Hello,
I’m very new here and I’m hoping I can get some help or advise.
I have very recently admitted to my family work and my doctor that I don’t feel right. I am always in a terrible way. If I’m not angry/annoyed, I’m locked in my own thoughts and can feel myself sinking. No matter what I do I can’t shake of these feeling once I’m stuck.
Don’t get me wrong I have moments when I feel fine. I spend time with my even fe and my young daughter and I feel normal. However I get so tired and drained that I have to take myself away from it. I also distract myself with my computer watching movies, browsing the internet or playing a game. This doesn’t make me feel better but it does stop me from feeling worse.

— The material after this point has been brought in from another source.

PR #1253, opened 2026-08-01
fix(templatecenter): fix snapshot-create request ID idempotency

### LINKED ISSUE #1105: [Bug Report] Snapshot-create request_id idempotency never matches on retry: stored spec fingerprint is not reproducible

I used to love walking my dogs and used it as a distraction from everything however now I never want to walk them. I know that I will be alone with my own thoughts and I will get back home in a terrible mood and have to be away from everyone.
I’m in the Army and have been for 14 years. My life has always been incredible busy but since May I have had a lot of down time in work. I have hated it and often look for something to do. I have always loved my Army life but a few month ago I could not even bare to go to work. If it wasn’t for my loyalty I would stayed in bed everyday. This is when I knew I was not right and took some time off to relax. This only made me feel worse so I went to the doctors. And told her all of the above. Now I hate going into work I have nothing to do so I’m stuck in my own head no one to talk to about it as I don’t have any friends here. It’s tearing me up and I do t feel like I’m getting any better of anything is changing.
I have to say the doctor has been amazing but can’t do anything for me. I have an appointment with the mental health team.
I hope this made some sense or put my point across but I’m really confused.
I’m a person who thinks very logically I can’t understand how I’m feeling or why I’m feeling the way I am.
Not sure what I’m looking for but felt I had to put some of me out there.